(Items listed in a dataset)
• • • • • • •
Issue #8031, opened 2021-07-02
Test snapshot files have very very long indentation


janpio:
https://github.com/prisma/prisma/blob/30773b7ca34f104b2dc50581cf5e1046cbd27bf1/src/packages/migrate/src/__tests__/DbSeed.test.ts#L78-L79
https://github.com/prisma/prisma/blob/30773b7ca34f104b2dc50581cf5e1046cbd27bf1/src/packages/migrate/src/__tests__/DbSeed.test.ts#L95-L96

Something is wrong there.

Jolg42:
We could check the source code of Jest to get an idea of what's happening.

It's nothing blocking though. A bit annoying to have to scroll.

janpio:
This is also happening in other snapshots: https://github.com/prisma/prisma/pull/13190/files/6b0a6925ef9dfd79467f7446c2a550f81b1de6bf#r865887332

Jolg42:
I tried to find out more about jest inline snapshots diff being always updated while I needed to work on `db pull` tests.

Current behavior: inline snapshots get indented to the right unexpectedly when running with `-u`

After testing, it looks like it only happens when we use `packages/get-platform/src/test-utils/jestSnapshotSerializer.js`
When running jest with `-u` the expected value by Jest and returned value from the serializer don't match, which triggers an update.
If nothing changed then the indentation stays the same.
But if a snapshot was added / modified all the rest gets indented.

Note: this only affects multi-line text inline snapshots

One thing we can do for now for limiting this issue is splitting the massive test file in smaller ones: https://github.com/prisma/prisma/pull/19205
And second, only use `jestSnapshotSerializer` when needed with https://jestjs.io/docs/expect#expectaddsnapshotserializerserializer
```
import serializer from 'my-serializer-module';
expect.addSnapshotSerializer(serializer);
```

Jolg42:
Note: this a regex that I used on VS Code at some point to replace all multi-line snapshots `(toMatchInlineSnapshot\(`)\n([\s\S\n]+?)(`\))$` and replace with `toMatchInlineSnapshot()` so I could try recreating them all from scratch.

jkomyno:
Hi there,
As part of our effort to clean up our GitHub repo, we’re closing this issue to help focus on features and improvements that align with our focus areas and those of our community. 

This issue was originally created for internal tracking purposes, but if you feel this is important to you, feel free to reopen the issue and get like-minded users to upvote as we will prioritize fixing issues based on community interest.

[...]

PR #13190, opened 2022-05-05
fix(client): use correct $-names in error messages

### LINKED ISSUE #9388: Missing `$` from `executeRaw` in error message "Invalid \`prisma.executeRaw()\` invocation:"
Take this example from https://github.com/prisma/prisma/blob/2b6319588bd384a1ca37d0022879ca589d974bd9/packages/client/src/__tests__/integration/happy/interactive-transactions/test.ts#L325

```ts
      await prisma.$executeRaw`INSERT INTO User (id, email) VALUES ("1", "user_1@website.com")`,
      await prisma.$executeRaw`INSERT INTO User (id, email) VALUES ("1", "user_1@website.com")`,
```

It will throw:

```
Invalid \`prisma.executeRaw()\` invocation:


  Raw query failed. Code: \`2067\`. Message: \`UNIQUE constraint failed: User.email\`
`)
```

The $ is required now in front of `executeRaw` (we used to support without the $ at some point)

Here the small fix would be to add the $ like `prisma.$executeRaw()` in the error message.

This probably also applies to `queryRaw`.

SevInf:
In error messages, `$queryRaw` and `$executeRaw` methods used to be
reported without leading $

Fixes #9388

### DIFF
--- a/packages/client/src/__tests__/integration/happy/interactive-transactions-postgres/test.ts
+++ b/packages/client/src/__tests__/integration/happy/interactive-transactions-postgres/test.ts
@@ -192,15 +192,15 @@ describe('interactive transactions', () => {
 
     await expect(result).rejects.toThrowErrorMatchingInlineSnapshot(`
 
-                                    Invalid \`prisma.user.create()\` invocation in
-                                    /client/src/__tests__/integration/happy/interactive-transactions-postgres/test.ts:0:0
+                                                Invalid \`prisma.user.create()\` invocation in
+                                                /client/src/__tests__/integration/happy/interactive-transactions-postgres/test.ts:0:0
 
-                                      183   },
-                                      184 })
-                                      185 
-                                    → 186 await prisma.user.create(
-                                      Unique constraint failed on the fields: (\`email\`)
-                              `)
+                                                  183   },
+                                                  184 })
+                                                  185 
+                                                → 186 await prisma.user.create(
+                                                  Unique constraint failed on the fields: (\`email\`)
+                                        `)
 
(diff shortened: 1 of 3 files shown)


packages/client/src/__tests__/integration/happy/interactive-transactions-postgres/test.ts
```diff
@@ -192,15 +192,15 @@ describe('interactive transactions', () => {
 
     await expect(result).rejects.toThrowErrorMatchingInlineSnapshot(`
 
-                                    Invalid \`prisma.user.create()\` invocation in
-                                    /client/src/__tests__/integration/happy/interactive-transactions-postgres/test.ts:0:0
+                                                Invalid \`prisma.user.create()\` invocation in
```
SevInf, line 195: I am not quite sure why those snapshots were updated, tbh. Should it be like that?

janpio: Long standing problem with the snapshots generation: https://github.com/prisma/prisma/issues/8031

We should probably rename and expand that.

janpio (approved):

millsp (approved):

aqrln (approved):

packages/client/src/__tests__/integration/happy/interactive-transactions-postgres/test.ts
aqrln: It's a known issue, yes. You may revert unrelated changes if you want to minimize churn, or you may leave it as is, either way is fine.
• • • • • • •
## [The problem]
Give the number of lines in the entries that hold the string "Note", and add nothing else.

## [Finished task]
2